From the first line to the last, transcribe the data exactly.

▸ Records provided:
=== Section Start ===
PR #189, opened 2017-10-23
[openshift] More RAM and CPU

msrb:


msrb:
cc @samuzzal-choudhury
=== Section End ===
▸ Written solution:
PR #189, opened 2017-10-23
[openshift] More RAM and CPU

msrb:


msrb:
cc @samuzzal-choudhury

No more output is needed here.